Director: Gregory La Cava
Writers: Morrie Ryskind, Eric Hatch
Starring: William Powell, Carole Lombard, Alice Brady, Gail Patrick, Eugene Pallette, Jean Dixon

QotD: “Primordial” Marxism

By “primordial Marxism” I mean Marx’s original theory of immiseration and class warfare. Marx believed, and taught, that increasing exploitation of the proletariat would immiserate it, building up a counterpressure of rage that would bring on socialist revolution in a process as automatic as a steam engine.

Inconveniently, the only place this ever actually happened was in a Communist country – Poland – in 1981. I’m not going to get into the complicated historiography of how the Soviet Revolution itself failed to fit the causal sequence Marx expected; consult any decent history. What’s interesting for our purposes is that capitalism accidentally solved the immiseration problem well before then, by abolishing Marx’s proletariat through rising standards of living – reverse immiseration.

The most forward-thinking Marxists had already figured out this was going to be a problem by around 1910. This began a century-long struggle to find a theoretical basis for socialism decoupled from Marxian class analysis.

Early on, Lenin developed the theory of the revolutionary vanguard. In this telling, the proletariat was incapable of spontaneously respond to immiseration with socialist revolution but needed to be led to it by a vanguard of intellectuals and men of action which would, naturally, take a leading role in crafting the post-revolutionary paradise.

Only a few years later came one of the most virulent discoveries in this quest – Fascism. It is not simplifying much to say that Communists invented Fascism as an escape from the failure of class-warfare theory, then had to both fight their malignant offspring to death and gaslight everyone else into thinking that the second word in “National Socialism” meant anything but what it said.

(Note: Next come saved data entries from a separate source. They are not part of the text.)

PR #361, opened 2016-06-14
Deselect deleted features; closes #357

### LINKED ISSUE #357: .delete() should clear selection
Seems like `draw.delete()` should clear the selection every time it's used. That way `draw.trash()` just needs to use `draw.delete()` and not manually deselect features.

Trouble is, the store code, of which `delete` is a part, does not currently have access to the selected features object in `simple_select.js`. So *I propose we stash the object of selected items on the store, instead of leaving it as a variable only available in `simple_select.js`.* 

Does that seem acceptable? I can put together a PR.

cc/ @mcwhittemore @samanpwbb

davidtheclark:
Ref #357.

This involved some refactoring to keep the selection in the store, accessible outside of simple_select. I performed some other other refactoring to clarify the API of the store and improve testability.

I tried a messing around on the debug map and everything seemed to me to work fine. Please check that I did not miss bugs or did not check everything.

cc/ @samanpwbb @mcwhittemore

### DIFF
--- a/src/lib/mode_handler.js
+++ b/src/lib/mode_handler.js
@@ -54,8 +54,8 @@ var ModeHandler = function(mode, DrawContext) {
   return {
     render: mode.render || function(geojson) {return geojson; },
     stop: function() {
-      DrawContext.store.clearSelected();
       if (mode.stop) mode.stop();
+      DrawContext.store.clearSelected();
     },
     drag: function(event) {
       delegate('drag', event);
--- a/src/lib/mode_handler.js
+++ b/src/lib/mode_handler.js
@@ -53,7 +53,10 @@ var ModeHandler = function(mode, DrawContext) {
 
   return {
     render: mode.render || function(geojson) {return geojson; },
-    stop: mode.stop || function() {},
+    stop: function() {
+      DrawContext.store.clearSelected();
+      if (mode.stop) mode.stop();
+    },
     drag: function(event) {
       delegate('drag', event);
     },
--- a/src/store.js
+++ b/src/store.js
@@ -1,61 +1,177 @@
 var {throttle} = require('./lib/util');
+var SimpleSet = require('./lib/simple_set');
 var render = require('./render');
 
 var Store = module.exports = function(ctx) {
+  this._features = {};
+  this._featureIds = new SimpleSet();
+  this._selectedFeatureIds = new SimpleSet();
+  this._changedIds = new SimpleSet();
   this.ctx = ctx;
-  this.features = {};
-  this.featureIds = [];
   this.sources = {
     hot: [],
     cold: []
   };
   this.render = throttle(render, 16, this);
-
   this.isDirty = false;
-  this.changedIds = [];
 };
 
+/**
+ * Sets the store's state to dirty.
+ * @return {Store} this
+ */
 Store.prototype.setDirty = function() {
   this.isDirty = true;
+  return this;
 };
 
-Store.prototype.featureChanged = function(id) {
-  if (this.changedIds.indexOf(id) === -1) {
-    this.changedIds.push(id);
-  }
+/**
+ * Sets a feature's state to changed.
+ * @param {string} featureId
+ * @return {Store} this
+ */
+Store.prototype.featureChanged = function(featureId) {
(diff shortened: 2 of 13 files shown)


src/store.js
```diff
@@ -1,61 +1,162 @@
...
   var deleted = [];
-  ids.forEach((id) => {
-    var idx = this.featureIds.indexOf(id);
-    if (idx !== -1) {
-      var feature = this.get(id);
-      deleted.push(feature.toGeoJSON());
-      delete this.features[id];
-      this.featureIds.splice(idx, 1);
-    }
+  [].concat(featureIds).forEach((id) => {
```
mcwhittemore: Why not just `forEach` over `featureIds`?

davidtheclark: Two reasons: So featureIds doesn't have to be an array, can just be a single value (which was preexisting API), and so the array is copied — because if i kept the original sometimes a screwy thing happened that I assume had to do with the array being mutated elsewhere.

mcwhittemore:
@davidtheclark this looks amazing! Thanks!

- [ ] in `simple_select` finish we should call `ctx.store.clearSelected`.
- [ ] in `direct_select` init we should select the selected feature and on finish we should call call `ctx.store.clearSelected`
- [ ] in `draw_*` we should select and clearSelected as the mode starts and finishes.

davidtheclark:
@mcwhittemore Can you describe the behaviors that I should see after making these changes correclty?

mcwhittemore:
getSelected() in the store should return the currently active feature for each mode.

davidtheclark:
Existing `getSelectedIds()` returns just the ids; so you'd like a `getSelected()` method that returns the selected feature objects?

mcwhittemore:
@davidtheclark sorry, misspoke, `getSelectedIds()` will do

davidtheclark:
@mcwhittemore Ok. Sorry but still not clear on how the interactions should change if I successfully fix the checkbox issues you mention above. How can I see what's wrong, and how then know I've fixed it?

mcwhittemore:
@davidtheclark this PR introduces the idea of selected features into the store. I think this is great as it will let us expose a way for end users to get what features are currently selected. 

Each mode defines what is selected so we need to make sure this new concept is applied to all modes. So far this PR applies it to simple_select.

For tests `Draw.changeMode` should be used to switch to a new mode. [The docs cover](https://github.com/mapbox/mapbox-gl-draw/blob/master/API.md#changemodestring-mode-any-options---draw) how to use this function to set what is active and not active.

davidtheclark:
@mcwhittemore The way that I ensured the selection was cleared whenever a mode changed was to add it to https://github.com/mapbox/mapbox-gl-draw/pull/361/files#diff-2650e3200d76013773ddf2af657f5a3dR57 instead of relying on each mode to clear the selection itself. I also set the selection in each mode's `start` function.

I wasn't sure if there were places in the existing unit tests that you thought I could add something ...

src/lib/mode_handler.js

During its short lifetime, Fascism did exert quite a fascination on the emerging managerial-statist elite. Before WWII much of that elite viewed Mussolini and Hitler as super-managers who Got Things Done, models to be emulated rather than blood-soaked tyrants. But Fascism’s appeal did not long survive its defeat.

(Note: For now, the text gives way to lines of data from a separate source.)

PR #366, opened 2016-06-15
Emit new points in draw.modified and don't emit deleted features

### LINKED ISSUE #363: draw.modfied doesn't emit a point when it is created

### LINKED ISSUE #364: `draw.modified` shouldn't emit deleted features

mcwhittemore:
@davidtheclark for the review

Closes #364
Closes #363

### DIFF
--- a/src/events.js
+++ b/src/events.js
@@ -20,17 +20,18 @@ module.exports = function(ctx) {
   var events = {};
   var currentModeName = 'simple_select';
   var currentMode = ModeHandler(modes.simple_select(ctx), ctx);
-  var changedFeatureIds = new SimpleSet();
+  var recentlyUpdatedFeatureIds = new SimpleSet();
 
   const emitModifiedFeatures = () => {
-    ctx.store.getChangedIds().forEach(id => changedFeatureIds.add(id));
+    ctx.store.getChangedIds().forEach(id => recentlyUpdatedFeatureIds.add(id));
 
-    let features = changedFeatureIds.values().map(id => ctx.store.get(id))
+    let features = recentlyUpdatedFeatureIds.values().map(id => ctx.store.get(id))
       .filter(f => f !== undefined)
+      .filter(f => f.isValid())
       .map(f => f.toGeoJSON());
 
     if (features.length > 0) ctx.map.fire('draw.modified', {features: features});
-    changedFeatureIds.clear();
+    recentlyUpdatedFeatureIds.clear();
   };
 
   events.drag = function(event) {
@@ -58,7 +59,7 @@ module.exports = function(ctx) {
   };
 
   events.drawChanged = function(event) {
-    event.features.forEach(f => changedFeatureIds.add(f.id));
+    event.features.forEach(f => recentlyUpdatedFeatureIds.add(f.id));
   };
 
   events.mousedown = function(event) {
--- a/src/events.js
+++ b/src/events.js
@@ -30,7 +30,9 @@ module.exports = function(ctx) {
       .filter(f => f.isValid())
       .map(f => f.toGeoJSON());
 
-    if (features.length > 0) ctx.map.fire('draw.modified', {features: features});
+    if (features.length > 0) {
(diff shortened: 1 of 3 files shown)


mcwhittemore:
I've been trying to write tests for this, but it looks like tests for event handlers are pretty sucky.

src/events.js
```diff
@@ -46,7 +58,7 @@ module.exports = function(ctx) {
   };
 
   events.drawChanged = function(event) {
-    featuresChanged = event.features;
+    event.features.forEach(f => changedFeatureIds.add(f.id));
```
davidtheclark: Why do we need another set for `changedFeatureIds` instead of just using the store's set directly? Seems odd to me that there are two sets with similar names but they are not in sync.

mcwhittemore: @davidtheclark The one is the store is cleared much more frequently than the one in events.js. Maybe we need a better name?

`changedFeatureIds` in events is all changed feature ids since the last time a modified event was triggered.

davidtheclark: As noted in https://github.com/mapbox/mapbox-gl-draw/issues/367, I think the "changed" vs "modified" situation is very confusing ... But certainly a more precise variable might help here, like `changedSinceLastModified` (or better word than "modified" I'd hope?)?

mcwhittemore:
I think this might emit all added features later on.

This event is really hard...

test/events.test.js
```diff
@@ -2,59 +2,177 @@
...
-    if(t.notDone()) {
-      done = true;
-      t.fail(msg || 'Timed out');
-      t.end();
-    }
-  })
+  t.equal('mousedown', map.fire.getCall(0).args[0]);
+  t.equal('mouseup', map.fire.getCall(1).args[0]);
+  t.equal('draw.modechange', map.fire.getCall(2).args[0]);
+  t.equal('draw.modified', map.fire.getCall(3).args[0]);
```
davidtheclark: Might want to add a test verifying the number of calls was only 4: `map.fire.callCount`

test/events.test.js
```diff
@@ -2,59 +2,177 @@
...
+      },
+      point: {x: 0, y:5},
+      lngLat: {lng: 0, lat: 5}
+  });
 
-  return t;
-}
+  var events = [
+    'mousedown',
+    'mouseup',
```
davidtheclark: `draw.modified` deliberately does not fire after the first vertex is created, right?

test/events.test.js
```diff
@@ -2,59 +2,177 @@
...
+  });
+
+  var events = [
+    'mousedown',
+    'mouseup',
+    'mousedown',
+    'mouseup',
+    'mousedown',
+    'mouseup',
+    'draw.modified',
```
davidtheclark: Again I'm just curious why it only fires twice.

test/events.test.js
```diff
@@ -2,59 +2,177 @@
...
+    var event = map.fire.getCall(0).args;
+    t.equal('draw.deleted', event[0]);
+    t.equal(1, event[1].featureIds.length);
+    // this event is weird, need to fix
+    //t.equal(id, event[1].featureIds[0]);
+
+    let numCalls = map.fire.callCount;
+    for(var i=0; i<numCalls; i++) {
+      var args = map.fire.getCall(i).args;
+      t.notEqual('draw.modified', args[0]);
```
davidtheclark: What is this check confirming?

davidtheclark:
Great! I had a couple of questions.

test/events.test.js
mcwhittemore: that `draw.modified` was not fired after deleting.

test/events.test.js
mcwhittemore: This is because it shouldn't fire when the feature isn't valid geojson.

test/events.test.js
mcwhittemore: It doesn't fire if the feature is not valid geojson

test/events.test.js
mcwhittemore: done

davidtheclark:
Thanks for the clarification! Looks good to me.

Marxists had more success through replacing the Marxian economic class hierarchy with other ontologies of power in which some new victim group could be substituted for the vanished proletariat and plugged into the same drama of immiseration leading to inevitable revolution.

Most importantly, each of these mutations offered the international managerial elite a privileged role as the vanguard of the new revolution – a way to justify its supremacy and its embrace of managerial state socialism. This is how we got the Great Inversion – Marxists in the middle and upper classes, anti-Marxists in the working class being dismissed as gammons and deplorables.

Leaving out some failed experiments, we can distinguish three major categories of substitution. One, “world systems theory”, is no longer of more than historical interest. In this story, the role of the proletariat is taken by oppressed Third-World nations being raped of resources by capitalist oppressors.

Though world systems theory still gets some worship in academia, it succumbed to the inconvenient fact that the areas of the Third World most penetrated by capitalist “exploitation” tended to be those where living standards rose the fastest. The few really serious hellholes left are places (like, e.g. the Congo) where capitalism has been thwarted or co-opted by local bandits. But in general, Frantz Fanon’s wretched of the Earth are now being bourgeoisified as fast as the old proletariat was during and after WWII.

The other two mutations of Marxian vanguard theory were much more successful. One replaced the Marxian class hierarchy with a racialized hierarchy of victim groups. The other simply replaced “the proletariat” with “the environment”.

Eric S. Raymond, “The Great Inversion”, Armed and Dangerous, 2019-12-23.